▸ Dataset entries
■ ■ ■ ■
PR #1966, opened 2025-04-17
Disallowing Client Reply is On / Off / Skip when Client is Multi

### LINKED ISSUE #1268: [BUG] `CLIENT REPLY OFF` in transaction handled incorrectly
**Describe the bug**

Server returns malformed response.
```
127.0.0.1:7000> multi
OK
127.0.0.1:7000(TX)> ping before
QUEUED
127.0.0.1:7000(TX)> client reply off 
QUEUED
127.0.0.1:7000(TX)> ping 1
QUEUED
127.0.0.1:7000(TX)> ping 2
QUEUED
127.0.0.1:7000(TX)> client reply on
QUEUED
127.0.0.1:7000(TX)> ping after
QUEUED
127.0.0.1:7000(TX)> exec
```
Server replies with RESP array of declared size 6, but it contains only 2 elements: "before" and "after". That is correct to receive 2 elements, but size should be declared as 2.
■ ■ ■ ■
▸ ABOUT THIS TASK
Exactly as they appear above, copy out all the records.

▸ RESPONSE
PR #1966, opened 2025-04-17
Disallowing Client Reply is On / Off / Skip when Client is Multi

### LINKED ISSUE #1268: [BUG] `CLIENT REPLY OFF` in transaction handled incorrectly
**Describe the bug**

Server returns malformed response.
```
127.0.0.1:7000> multi
OK
127.0.0.1:7000(TX)> ping before
QUEUED
127.0.0.1:7000(TX)> client reply off 
QUEUED
127.0.0.1:7000(TX)> ping 1
QUEUED
127.0.0.1:7000(TX)> ping 2
QUEUED
127.0.0.1:7000(TX)> client reply on
QUEUED
127.0.0.1:7000(TX)> ping after
QUEUED
127.0.0.1:7000(TX)> exec
```
Server replies with RESP array of declared size 6, but it contains only 2 elements: "before" and "after". That is correct to receive 2 elements, but size should be declared as 2.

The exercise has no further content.